### Listed records ###

PR #6743, opened 2021-08-19
Process CSS in SVGs

thewilkybarkid:
# ↪️ Pull Request

SVGs can include CSS, this will see it processed.

Follows #6595 (currently unmerged, so those changes appear here too) and refs https://github.com/parcel-bundler/parcel/issues/2901#issuecomment-483482271.

Leaving in draft for the moment as there's definitely more tests to add (and probably changes to make).

## 💻 Examples

A SVG with CSS will have it processed, so:

```svg
<svg viewBox="0 0 240 80" xmlns="http://www.w3.org/2000/svg">
  <style>
    @import './test.css';
  </style>
  <text>Should be red</text>
</svg>
```

becomes

```svg
<svg viewBox="0 0 240 80" xmlns="http://www.w3.org/2000/svg">
  <style>
    :root {
      fill: red
    }
  </style>
  <text>Should be red</text>
</svg>
```

## 🚨 Test instructions

Integration test included.

## ✔️ PR Todo


packages/core/integration-tests/test/svg.js
```diff
@@ -35,17 +58,56 @@ describe('svg', function() {
...
+    );
+
+    assert(!svg.includes('style1.css'));
+    assert(!svg.includes('style3.css'));
+    assert(svg.includes('style2.css'));
+    assert(svg.includes('<?xml-not-a-stylesheet'));
+    assert(svg.includes('<style>'));
+    assert(!svg.includes('@import'));
+    assert(svg.includes(':root {\n  fill: red;\n  font-family: serif;\n}'));
+    assert(svg.includes(':root {\n  font-family: monospace;\n}\n'));
```
thewilkybarkid: Probably better to (safely) compare the output as a whole.

thewilkybarkid:
~The test failures seem to be that the packager (i.e. PostHTML) doesn't produce self-closing tags, which I assume the optimizer would handle anyway? Relates to https://github.com/parcel-bundler/parcel/pull/6743#discussion_r691951410, in that it's probably better to compare XML documents rather than strings.~

thewilkybarkid:
~Found some conflicts with SVGO (namely plugins that use `computeStyle`, e.g. `removeHiddenElems`), hitting `Empty sub-selector`.~

~(Had to turn off `removeHiddenElems`, `minifyStyles`, `convertPathData` and `mergePaths` to get it to build.)~

thewilkybarkid:
~SVGO's `inlineStyles` seems to be problematic too, some selectors not working when used.~ Seems to be an SVGO problem (https://github.com/svg/svgo/issues/1359).

packages/transformers/svg/src/dependencies.js
```diff
@@ -0,0 +1,79 @@
...
+  let isDirty = false;
+  const stylesheets = [];
+  PostHTML().walk.call(ast.program, node => {
+    if (typeof node === 'string' && node.startsWith('<?xml-stylesheet')) {
+      const [, href] = node.match(/(?<=(?:^|\s)href\s*=\s*")(.+?)(?=")/i) ?? [];
+
+      if (!href) {
+        return node;
+      }
+      stylesheets.push(href);
```
devongovett: This is interesting. In HTML, we keep separate `<link rel="stylesheet">` elements separate even after bundling. What was the reasoning for merging them here?

thewilkybarkid: External resources in an SVG won't load when using ` ` (but will with `<object>`), but was thinking about this and it's the wrong place to handle it: if anywhere the packager could recognise if the SVG is used in an `` and inline resources.

devongovett (approved):

devongovett:
Thanks!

###

Working from the data above, extract solely the lines from the one containing "thewilkybarkid: Probably better" through the one containing "it to build.)~", exactly as they appear, both included.

thewilkybarkid: Probably better to (safely) compare the output as a whole.

thewilkybarkid:
~The test failures seem to be that the packager (i.e. PostHTML) doesn't produce self-closing tags, which I assume the optimizer would handle anyway? Relates to https://github.com/parcel-bundler/parcel/pull/6743#discussion_r691951410, in that it's probably better to compare XML documents rather than strings.~

thewilkybarkid:
~Found some conflicts with SVGO (namely plugins that use `computeStyle`, e.g. `removeHiddenElems`), hitting `Empty sub-selector`.~

~(Had to turn off `removeHiddenElems`, `minifyStyles`, `convertPathData` and `mergePaths` to get it to build.)~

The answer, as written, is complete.